# Mojo Intermittent Timer



## jringels (Feb 26, 2007)

I hate how my Mojo's wings are constantly spinning. I know it helps attract birds from a distance, but if I were a duck I'd be like "Would ya land already!!?" Plus it loses its effectiveness late in the season as the birds get wise to that game. I have been monkeying around with making a timer that will turn the wings on for a few seconds, then off for a few. I think this would be more realistic, I think it would look like more than one duck landing, or ducks on the water stretching their wings. What do you guys think? I know Mojo sells a remote for like $40, but I'd rather reach for my gun or call than reach for the fob.
The one I want to make can be adjusted with a dial so you can change how much time the wings spin verses rest.

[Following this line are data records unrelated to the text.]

PR #487, opened 2023-01-23
Ignore non-html interpolations in DeepL Translator

PolinaStamenova:
As described in [DeepL xml docs](https://www.deepl.com/docs-api/xml) `ignore_tags` can only be used when `tag_handling=xml`

It worked in the Spanish example, because it is not translating user in this context.

Screenshot 2023-01-23 at 18 34 35

We discovered this bug by translating a bigger project and it happened to more than the half of our translations.
As you can see we added regression test. Enabling `xml` does  work in our code base without any side effects.

### DIFF
--- a/lib/i18n/tasks/translators/deepl_translator.rb
+++ b/lib/i18n/tasks/translators/deepl_translator.rb
@@ -37,7 +37,7 @@ module I18n::Tasks::Translators
     def options_for_translate_values(**options)
       extra_options = @i18n_tasks.translation_config[:deepl_options]&.symbolize_keys || {}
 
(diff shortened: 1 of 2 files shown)


glebm:
I think this implies that the input to DeepL should be valid XML (or perhaps HTML), so you should also HTML-escape non-HTML values when sending them to DeepL and then HTML-unescape the results.

davidwessman:
I just saw this PR after making my own :/ 
@glebm do you have examples of any values that we need to escape before sending to DeepL?

davidwessman:
This is related to #417

davidwessman:
@PolinaStamenova can you try it out on main now?

glebm:
Superceded by #523

PR #495, opened 2023-04-16
chore: add Dependabot for Actions and Gems

nschonni:
Noticed a few of the Actions were behind, so thought Dependabot would be better than a few on-off PRs


davidwessman (approved):
I really like working with dependabot 👍🏻

PR #496, opened 2023-04-16
ci: add Ruby 3.2 to test matrix

nschonni:
Wasn't sure about the minor version pinning, but I kept the same style as the others

### DIFF
--- a/.github/workflows/tests.yml
+++ b/.github/workflows/tests.yml
@@ -26,7 +26,7 @@ jobs:
     runs-on: ubuntu-latest
     strategy:
       matrix:
-        ruby-version: ['3.2.0', '3.1.0', '3.0.1', '2.7.3', '2.6.7']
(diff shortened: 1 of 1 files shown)


davidwessman (approved):
Maybe it would be better to have them without patch-versions

.github/workflows/tests.yml
```diff
@@ -26,7 +26,7 @@ jobs:
     runs-on: ubuntu-latest
     strategy:
       matrix:
-        ruby-version: ['3.1.0', '3.0.1', '2.7.3', '2.6.7']
+        ruby-version: ['3.2.0', '3.1.0', '3.0.1', '2.7.3', '2.6.7']
```
nschonni, line 29: Alternate if you want to go to MAJOR.MINOR only
```suggestion
        ruby-version: ['3.2', '3.1', '3.0', '2.7', '2.6']
```

PR #509, opened 2023-05-31
Support partially dynamic segments

### LINKED ISSUE #508: Partially-dynamic keys are reported as unused
Hi, thank you for the work on this awesome tool!

Keys like "a.b.c-#{dynamic_portion}.d" are reported as unused, rather than the dynamic portion being ignored/marked as used. I am using `--no-strict` with the `unused` command. Is there a way to make these dynamic keys work?

brandoncc:
### What it is

Adds matching for dynamic portions of a segment. This is in addition to the current dynamic matching which matches only entire segments.

### Why

Currently, "cats.tenderlove-bio.name" would be marked unused even if the source code contains  `t "cats.#{cat}-bio.name"`.

Closes #508

### How

The library uses two special characters in regex matches right now: `*` and `:`. I combined these characters to create a "lazy match" similar the the way you combine `.+` and `?` to lazily match in standard regular expressions.

I created tests which verify that the partial match is only done in a single segment, rather than matching across segments.

Since there isn't currently a way to change which replacement string is used from `":"`, I changed the default value to the new `"*:"`.

### Questions

- What are the repercussions of changing the default replacement value?
  - In particular, I don't know if this has any negative repercussions on [this line](https://github.com/brandoncc/i18n-tasks/blob/da7d6df96cc5510cd52aa8134995bc2161950551/lib/i18n/tasks/used_keys.rb#L148) and other lines that use this variable.
- Is this likely to have any negative effects on existing users of the library?
  - I think it might be a good idea to introduce an "opt-in" option in the configuration so that existing users don't see a change in behavior. This option could become the default in a future version. Alternatively, this PR could be a breaking change and therefore warrant a major version bump according to semver.

### DIFF
--- a/lib/i18n/tasks/key_pattern_matching.rb
+++ b/lib/i18n/tasks/key_pattern_matching.rb
@@ -21,6 +21,7 @@ module I18n::Tasks::KeyPatternMatching
   # In patterns:
   #      *     is like .* in regexs
   #      :     matches a single key
+  #      *:    matches part of a single key, similar to a lazy regex
   #   { a, b.c } match any in set, can use : and *, match is captured
   def compile_key_pattern(key_pattern)
     return key_pattern if key_pattern.is_a?(Regexp)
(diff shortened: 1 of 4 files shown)


lib/i18n/tasks/key_pattern_matching.rb
```diff
@@ -21,6 +21,7 @@ def compile_patterns_re(key_patterns)
   # In patterns:
   #      *     is like .* in regexs
   #      :     matches a single key
+  #      *:    matches part of a single key, similar to a lazy regex
```
glebm, line 24:
```suggestion
  #      *:    matches part of a single key, equivalent to `[^.]+?` regex
```

glebm (approved):

glebm:
Thanks!

PR #512, opened 2023-07-11
Enable use of rails model matcher in i18n-tasks.yml ast_matchers

brad-ellert:
```
# i18n-tasks.yml
  ast_matchers:
    - 'I18n::Tasks::Scanners::AstMatchers::RailsModelMatcher'
```
As of now, the above does not work, because the proper file is not being included.


brad-ellert:
Or is this something that should go in each project's local `i18n-tasks.yml`? It also seems to work if I add
```
<% require 'i18n/tasks/scanners/ast_matchers/rails_model_matcher' %>
```
à la
```
<% I18n::Tasks.add_ast_matcher('I18n::Tasks::Scanners::AstMatchers::RailsModelMatcher') %>
```
from the template. If this is the solution, then it should also be in the template. It seems odd to use ERB syntax in here as is suggested in the template rather than the YAML syntax I showed above.

davidwessman:
I think @glebm will have to decide if it should work without the ERB-syntax 🙂

glebm:
Since it's a tiny file that does not actually depend on Rails, I think it's fine to require it by default.

Issue #348, opened 2020-04-17
private method `warn_deprecated' called


espen:
`NoMethodError: private method warn_deprecated called for #<I18n::Tasks::BaseTask>`

https://github.com/glebm/i18n-tasks/blob/master/lib/i18n/tasks/translators/google_translator.rb#L57

toxaq:
For future Googlers: You probably need to rename `api_key` to `google_translate_api_key`

PR #513, opened 2023-07-12
Fix private method called for warn deprecated

BrankoDordevic:
I have encountered a problem when trying to translate from Portuguese ("pt") to English without using the Portuguese sub locale ("pt-pt"). Which caused a `private method 'warn_deprecated' called for I18n::Tasks::BaseTask`

The use of `module_function` in `i18n/tasks/logging.rb` causes the methods to be made private and therefore makes it unable to call the `warn_deprecated` method in for example `/tasks/translators/deepl_translator.rb` and  `/tasks/translators/google_translator.rb`.

This change could potentially fix the issue in https://github.com/glebm/i18n-tasks/issues/348 as well.

### DIFF
--- a/lib/i18n/tasks/translators/base_translator.rb
+++ b/lib/i18n/tasks/translators/base_translator.rb
@@ -3,6 +3,8 @@
 module I18n::Tasks
   module Translators
     class BaseTranslator
+      include ::I18n::Tasks::Logging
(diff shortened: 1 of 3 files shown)


glebm:
Thanks! Can you please fix the lint error?

PR #519, opened 2023-08-28
feat: add OpenAI translator

jmeiss:
Hi,

Thanks a lot for that amazing gem, we love it!

We are using OpenAI to translate our application because it's doing a very good job of translating in Arabic.

So I created a translator for OpenAI/ChatGPT.

I hope this can help some people.

### DIFF
--- a/lib/i18n/tasks/translators/openai_translator.rb
+++ b/lib/i18n/tasks/translators/openai_translator.rb
@@ -1,0 +1,99 @@
+# frozen_string_literal: true
+
+require 'i18n/tasks/translators/base_translator'
+
+module I18n::Tasks::Translators
+  class OpenAiTranslator < BaseTranslator
+    # max allowed texts per request
+    BATCH_SIZE = 50
+
+    def initialize(*)
+      begin
+        require 'openai'
+      rescue LoadError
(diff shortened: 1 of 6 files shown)


glebm (approved):

glebm:
Please address rubocop errors

lib/i18n/tasks/translators/openai_translator.rb
```diff
@@ -63,6 +63,8 @@ def translate_values(list, from:, to:, **options)
     end
 
     def translate(values, from, to)
+      # Prompt from
+      # https://github.com/ObservedObserver/chatgpt-i18n/blob/main/src/services/translate.ts
```
glebm, line 67: That repo has AGPL license, i18n-tasks has MIT license.
Please try to come up with your own prompt.

glebm:
There are still some rubocop errors. For the `Metrics/MethodLength`, feel free to disable it for that method.

lib/i18n/tasks/translators/openai_translator.rb
jmeiss: I simply removed the comment because I had already come up with a different version of the prompt. The comment was here to tell where I got the inspiration from.

PR #523, opened 2023-09-16
DeepL: Default to tag_handling: xml

### LINKED ISSUE #417: DeepL translates variable names

davidwessman:
- Also asks DeepL to ignore the <i18n> tag which is used to wrap
  interpolated variables.
- Fixes #417

### DIFF
--- a/lib/i18n/tasks/translators/deepl_translator.rb
+++ b/lib/i18n/tasks/translators/deepl_translator.rb
@@ -41,11 +41,11 @@ module I18n::Tasks::Translators
     end
 
     def options_for_html
-      { tag_handling: 'xml', ignore_tags: %w[i18n] }
+      { tag_handling: 'xml' }
     end
 
     def options_for_plain
-      { preserve_formatting: true, tag_handling: 'xml', ignore_tags: %w[i18n] }
+      { preserve_formatting: true, tag_handling: 'xml', html_escape: true }
     end
 
     # @param [String] value
--- a/lib/i18n/tasks/translators/deepl_translator.rb
+++ b/lib/i18n/tasks/translators/deepl_translator.rb
@@ -41,11 +41,11 @@ module I18n::Tasks::Translators
     end
 
     def options_for_html
-      { tag_handling: 'xml' }
+      { tag_handling: 'xml', ignore_tags: %w[i18n] }
     end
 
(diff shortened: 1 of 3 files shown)


spec/deepl_translate_spec.rb
```diff
@@ -6,15 +6,16 @@
 
 RSpec.describe 'DeepL Translation' do
   nil_value_test = ['nil-value-key', nil, nil]
-  text_test      = ['key', "Hello, %{user} O'Neill! How are you?", "¡Hola, %{user} O'Neill! ¿Cómo estás?"]
+  text_test      = ['key', "Hello, %{user} O'Neill! How are you?", "¡Hola, %{user} O'Neill! ¿Qué tal estás?"]
```
davidwessman, line 9: Not sure why this changes :/ and Spanish is not my forté, I googled it and it seems like it might be right.

glebm: Well that's definitely not right but that's OK it's just a test.

lib/i18n/tasks/translators/deepl_translator.rb
```diff
@@ -41,11 +41,11 @@ def options_for_translate_values(**options)
     end
 
     def options_for_html
-      { tag_handling: 'xml' }
+      { tag_handling: 'xml', ignore_tags: %w[i18n] }
     end
 
     def options_for_plain
-      { preserve_formatting: true }
+      { preserve_formatting: true, tag_handling: 'xml', ignore_tags: %w[i18n] }
```
glebm, line 48: Do we now need to html-escape/unescape plain text?

davidwessman: I added a suggestion on escaping + unescaping now 🙂

spec/deepl_translate_spec.rb
davidwessman: Yeah, I guess it is the users problem when using interpolation :/

PR #527, opened 2023-10-16
Set the temperature of OpenAI requests to 0 to ensure consistent translation results

czj:
Temperatures higher than 0 make OpenAI's GPT-3.5 Turbo "hallucinate" more instead of using the most suitable next word.

Setting it to 0.7 makes the translations variable and sub-optimal.


czj:
Thanks a lot !

glebm:
Thank you!

Issue #456, opened 2022-05-26
Recursively translating yaml's with lists does not work  


rscherf:
What an incredibly useful gem! Thank you for building/maintaining it! 👏

I have a somewhat complex translation yaml schema, which includes lists/sequences. Consider the following simple example:

```yaml
en:
  test:
    one: Will this translate?
    two:
    - title: How about this?
      body: Or this?
    three:
      four:
      - title: How about this level?
        body: And this?
    five:
      six: This translates
      seven:
        eight: And this does as well
```

Then, when running `i18n-tasks translate-missing`, I receive this (alphabetized for simplicity):

```yaml
de: 
  test:
    one: Wird das übersetzt?
    two:
    - title: How about this?
      body: Or this?
    three:
      four:
      - title: How about this level?
        body: And this?
    five:
      seven:
        eight: Und dies auch
      six: Dies übersetzt
```

Is there a mechanism for auto-translating all these keys, including those with a `-` dash prefix? Am I missing something? Can I force the gem to recognize this structure?

Thanks for all you do!

rscherf:
FWIW, I also tried with various `[]` and `{}`:
```
en:
  test:
    one: Will this translate?
    two: {
      title: How about this?,
      body: Or this?
    }
    three:
      four: {
        title: How about this level?,
        body: And this?
      }
    five:
      six: This translates
      seven:
        eight: And this does as well
        nine: [
          {
            title: The title,
            body: A body,
          },
          {
            title: Another title,
            body: Another body,
          },
        ]
```

to

```
de:
  test:
    five:
      seven:
        eight: Und dies auch
        nine:
        - title: The title
          body: A body
        - title: Another title
          body: Another body
      six: Dies übersetzt
    one: Wird das übersetzt?
    three:
      four:
        body: Und das?
        title: Wie wäre es mit diesem Niveau?
    two:
      body: Oder dieses?
      title: Wie wäre es damit?
```

rscherf:
And after even further testing, there the following does work:

```yaml
en:
  test:
    - Translate this
    - Then this
    - And after, this
```

Properly translates to:

```yaml
de:
  test:
    - Übersetze das
    - Dann das
    - Und danach das
```

glebm:
The translator only handles arrays and strings at the moment

If you'd like to attempt a fix by adding Hash support, the code is here

[...]

PR #531, opened 2023-11-13
Parse array of hashs for translators

georf:
With reference to ticket #456, this change now allows you to translate lists of hashes with DeepL and other translators.


glebm:
Thanks!

PR #6270, opened 2020-05-18
Implement detached exec

mheon:
Implement detached exec for containers (ability to run a command in a container without attaching to it).

TODO:
- Support for exec exit commands has been added, but they are not yet being used. Modify `podman container cleanup` so it can clean up an individual exec session and generate exit commands using it.
- The APIv2 endpoint will need to be changed to use the new code once exit command generation is ready

This is mostly complete as it, though. `podman exec -d` is working; it's just never getting rid of the exec session without a container restart or removal.


mheon:
Cleanup processes implemented.

mheon:
Problem: we don't know enough at time of creation to know if we should add a cleanup process to remove the exec session. Thus, this works for local, but not remote.

I'm going to fix gating, add some local-only tests, and un-mark WIP so I can tackle this issue in a separate PR.

mheon:
Test added. Dropping WIP.

mheon:
@rhatdan @baude @vrothberg @giuseppe @TomSweeneyRedHat PTAL

mheon:
Would like a nod from @jwhonce on the pkg/domain changes as well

I figure 5 seconds spin and 10 seconds rest seems about right. Or, the dial can be cranked up for constantly spinning wings. This timer would fit inside the tail of the Mojo, or maybe even replace the Mojo's on/off switch.

So, do you all think this is a good idea? What SPIN/REST time seems right? Thanks for all suggestions!


----------



## Storm (Dec 8, 2004)

I use the remote and never have had a problem. In the early morning I let it run all the time. Later in the day when the sun is up I either take the whole thing down, or use the remote. I wait until the ducks spot the spinner and then will randomly turn the spinner off for a short while and then start it up again.


----------



## Guest (Feb 26, 2007)

the reason why it quits working is because there are no yearling ducks left to kill late in the season because they have all been drawn to the robo ducks and killed. my opinion is use the call and leave the robo ducks for the youth hunts........


----------



## Storm (Dec 8, 2004)

I resisted buying a Robo duck for years and then one day I was hunting public land. There was a guy who set up across the pond from me with a Robo duck. I swear every duck that came into the pond went right for his Robo. He limited out with 5 greenhead mallards in about 1 hour. I ended up with one wigeon. This happened to me other times as well, and finally I realized that if I wanted to compete with other hunters on public land, I need a robo duck. I hate to say that but its true. A robo duck gives a guy a much better chance of shooting ducks. For field hunting it is a must. I field hunted this year for ducks and all I needed was a robo duck to shoot ducks.


----------



## Guest (Feb 26, 2007)

like i said if neither of you had robos that day then you would have killed half his ducks and yours too. you should not have to compete with the robo duck you should have to compete with a call that is blown by the hunter and not who have the most money to put out the most machines. if it means killing a few less ducks because you can not have a robo any more then it won't take many years until the duck population gets high enough to kill them like you were with the robos. ROBOS are rediculous and poor sport.


----------



## aslakson (Jul 14, 2006)

Expedite (the people who make Lucky Ducks) make an intermittent timer for $20. Although it does not have the option to adjust the on/off times.
http://www.edgebyexpedite.com/store/pro ... 291&page=1


----------



## addictedtogeese (Feb 27, 2006)

$30moneyband said:


> the reason why it quits working is because there are no yearling ducks left to kill late in the season because they have all been drawn to the robo ducks and killed. my opinion is use the call and leave the robo ducks for the youth hunts........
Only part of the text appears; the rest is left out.